Beginning with the line below that contains "PR #2111, opened 2026-06-05" and ending with the line that contains "I think this", copy every line exactly. Copy nothing else.

— Source data —
____________

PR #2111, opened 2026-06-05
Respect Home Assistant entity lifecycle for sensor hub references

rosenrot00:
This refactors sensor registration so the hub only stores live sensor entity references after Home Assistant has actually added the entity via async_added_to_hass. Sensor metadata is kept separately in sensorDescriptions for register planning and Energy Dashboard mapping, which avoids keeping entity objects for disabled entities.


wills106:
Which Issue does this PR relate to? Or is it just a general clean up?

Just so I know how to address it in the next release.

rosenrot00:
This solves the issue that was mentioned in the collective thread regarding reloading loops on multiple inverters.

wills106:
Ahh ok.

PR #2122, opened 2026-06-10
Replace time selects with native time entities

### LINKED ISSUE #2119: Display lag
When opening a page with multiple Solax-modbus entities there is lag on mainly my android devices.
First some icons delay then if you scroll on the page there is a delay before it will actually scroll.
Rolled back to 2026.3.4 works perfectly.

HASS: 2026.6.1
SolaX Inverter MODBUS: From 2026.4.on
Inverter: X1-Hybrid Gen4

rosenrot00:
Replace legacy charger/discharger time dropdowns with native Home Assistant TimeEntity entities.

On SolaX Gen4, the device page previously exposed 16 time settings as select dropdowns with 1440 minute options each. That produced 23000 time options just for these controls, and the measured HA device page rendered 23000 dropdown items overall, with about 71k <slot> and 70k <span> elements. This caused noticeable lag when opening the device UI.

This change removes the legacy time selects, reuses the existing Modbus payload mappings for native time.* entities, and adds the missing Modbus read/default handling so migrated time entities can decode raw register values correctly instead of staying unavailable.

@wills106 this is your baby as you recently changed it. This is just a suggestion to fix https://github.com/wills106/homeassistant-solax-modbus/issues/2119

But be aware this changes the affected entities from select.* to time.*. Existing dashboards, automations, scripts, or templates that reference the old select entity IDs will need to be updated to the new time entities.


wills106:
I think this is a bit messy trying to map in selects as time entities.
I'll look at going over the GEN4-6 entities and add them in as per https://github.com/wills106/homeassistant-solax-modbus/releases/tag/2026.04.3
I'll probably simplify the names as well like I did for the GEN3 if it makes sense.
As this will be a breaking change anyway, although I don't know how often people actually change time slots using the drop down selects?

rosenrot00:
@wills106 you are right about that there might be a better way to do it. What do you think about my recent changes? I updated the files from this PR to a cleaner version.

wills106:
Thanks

____________

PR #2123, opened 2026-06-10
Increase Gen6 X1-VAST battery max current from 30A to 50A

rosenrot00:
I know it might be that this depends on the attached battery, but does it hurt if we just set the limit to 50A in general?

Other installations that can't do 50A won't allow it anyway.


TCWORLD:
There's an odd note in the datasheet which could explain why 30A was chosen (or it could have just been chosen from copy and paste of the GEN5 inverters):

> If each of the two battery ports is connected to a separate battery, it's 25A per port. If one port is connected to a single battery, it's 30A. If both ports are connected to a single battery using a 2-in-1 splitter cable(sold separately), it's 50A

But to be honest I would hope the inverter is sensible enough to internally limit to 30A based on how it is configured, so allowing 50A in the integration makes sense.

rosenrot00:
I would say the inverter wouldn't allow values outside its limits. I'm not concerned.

____________

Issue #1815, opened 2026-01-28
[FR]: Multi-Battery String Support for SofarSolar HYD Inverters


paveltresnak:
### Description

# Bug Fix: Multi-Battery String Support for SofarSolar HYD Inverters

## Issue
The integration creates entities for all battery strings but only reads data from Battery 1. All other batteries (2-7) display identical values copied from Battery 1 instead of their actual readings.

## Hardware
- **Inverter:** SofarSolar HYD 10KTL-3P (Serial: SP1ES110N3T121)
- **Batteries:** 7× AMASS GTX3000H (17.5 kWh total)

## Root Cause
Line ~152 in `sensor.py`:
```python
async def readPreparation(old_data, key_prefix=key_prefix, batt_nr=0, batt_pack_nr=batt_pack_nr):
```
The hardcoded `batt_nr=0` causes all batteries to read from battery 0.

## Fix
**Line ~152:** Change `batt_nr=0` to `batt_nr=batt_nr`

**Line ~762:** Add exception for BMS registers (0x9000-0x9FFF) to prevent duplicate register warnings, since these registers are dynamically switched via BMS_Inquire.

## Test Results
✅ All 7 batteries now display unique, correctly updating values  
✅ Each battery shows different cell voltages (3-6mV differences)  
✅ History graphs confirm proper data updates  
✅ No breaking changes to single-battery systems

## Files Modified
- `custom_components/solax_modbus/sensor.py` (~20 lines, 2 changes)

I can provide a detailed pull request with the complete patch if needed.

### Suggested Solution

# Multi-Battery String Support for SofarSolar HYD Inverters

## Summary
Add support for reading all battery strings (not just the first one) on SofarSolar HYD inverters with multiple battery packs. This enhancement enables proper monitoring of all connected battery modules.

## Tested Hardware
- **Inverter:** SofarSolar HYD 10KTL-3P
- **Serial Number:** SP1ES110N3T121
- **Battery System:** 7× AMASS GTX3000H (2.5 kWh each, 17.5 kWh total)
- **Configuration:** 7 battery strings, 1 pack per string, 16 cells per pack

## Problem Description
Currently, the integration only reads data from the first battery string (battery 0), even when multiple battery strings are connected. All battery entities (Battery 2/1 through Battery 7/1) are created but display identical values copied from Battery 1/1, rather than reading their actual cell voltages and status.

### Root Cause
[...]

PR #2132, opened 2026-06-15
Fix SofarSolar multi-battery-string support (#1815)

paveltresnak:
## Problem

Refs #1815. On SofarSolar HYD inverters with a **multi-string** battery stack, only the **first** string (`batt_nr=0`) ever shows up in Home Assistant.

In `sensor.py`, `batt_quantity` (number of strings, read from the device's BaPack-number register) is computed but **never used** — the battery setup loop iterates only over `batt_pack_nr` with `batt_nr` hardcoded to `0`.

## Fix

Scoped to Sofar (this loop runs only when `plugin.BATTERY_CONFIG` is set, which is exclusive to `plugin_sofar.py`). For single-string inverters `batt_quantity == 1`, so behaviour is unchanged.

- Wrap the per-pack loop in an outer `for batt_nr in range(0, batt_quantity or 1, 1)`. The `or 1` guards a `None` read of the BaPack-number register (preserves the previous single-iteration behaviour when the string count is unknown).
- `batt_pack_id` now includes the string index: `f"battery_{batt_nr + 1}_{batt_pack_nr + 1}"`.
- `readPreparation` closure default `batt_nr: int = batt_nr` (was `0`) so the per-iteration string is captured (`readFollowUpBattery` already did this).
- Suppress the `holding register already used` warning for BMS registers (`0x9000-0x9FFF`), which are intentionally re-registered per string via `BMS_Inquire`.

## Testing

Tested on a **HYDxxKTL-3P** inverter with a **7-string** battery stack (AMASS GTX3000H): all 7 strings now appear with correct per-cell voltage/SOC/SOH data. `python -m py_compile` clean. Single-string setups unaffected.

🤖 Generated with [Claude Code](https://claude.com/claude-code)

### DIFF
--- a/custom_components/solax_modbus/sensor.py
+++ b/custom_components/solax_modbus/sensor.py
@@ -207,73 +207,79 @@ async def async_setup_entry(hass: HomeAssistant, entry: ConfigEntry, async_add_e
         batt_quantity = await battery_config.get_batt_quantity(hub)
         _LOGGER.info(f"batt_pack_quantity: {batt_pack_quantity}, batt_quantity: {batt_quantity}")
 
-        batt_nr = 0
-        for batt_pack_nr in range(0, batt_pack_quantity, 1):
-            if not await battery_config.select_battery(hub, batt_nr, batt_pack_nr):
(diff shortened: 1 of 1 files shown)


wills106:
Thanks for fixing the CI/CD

____________

— Exercise response —
PR #2111, opened 2026-06-05
Respect Home Assistant entity lifecycle for sensor hub references

rosenrot00:
This refactors sensor registration so the hub only stores live sensor entity references after Home Assistant has actually added the entity via async_added_to_hass. Sensor metadata is kept separately in sensorDescriptions for register planning and Energy Dashboard mapping, which avoids keeping entity objects for disabled entities.


wills106:
Which Issue does this PR relate to? Or is it just a general clean up?

Just so I know how to address it in the next release.

rosenrot00:
This solves the issue that was mentioned in the collective thread regarding reloading loops on multiple inverters.

wills106:
Ahh ok.

PR #2122, opened 2026-06-10
Replace time selects with native time entities

### LINKED ISSUE #2119: Display lag
When opening a page with multiple Solax-modbus entities there is lag on mainly my android devices.
First some icons delay then if you scroll on the page there is a delay before it will actually scroll.
Rolled back to 2026.3.4 works perfectly.

HASS: 2026.6.1
SolaX Inverter MODBUS: From 2026.4.on
Inverter: X1-Hybrid Gen4

rosenrot00:
Replace legacy charger/discharger time dropdowns with native Home Assistant TimeEntity entities.

On SolaX Gen4, the device page previously exposed 16 time settings as select dropdowns with 1440 minute options each. That produced 23000 time options just for these controls, and the measured HA device page rendered 23000 dropdown items overall, with about 71k <slot> and 70k <span> elements. This caused noticeable lag when opening the device UI.

This change removes the legacy time selects, reuses the existing Modbus payload mappings for native time.* entities, and adds the missing Modbus read/default handling so migrated time entities can decode raw register values correctly instead of staying unavailable.

@wills106 this is your baby as you recently changed it. This is just a suggestion to fix https://github.com/wills106/homeassistant-solax-modbus/issues/2119

But be aware this changes the affected entities from select.* to time.*. Existing dashboards, automations, scripts, or templates that reference the old select entity IDs will need to be updated to the new time entities.


wills106:
I think this is a bit messy trying to map in selects as time entities.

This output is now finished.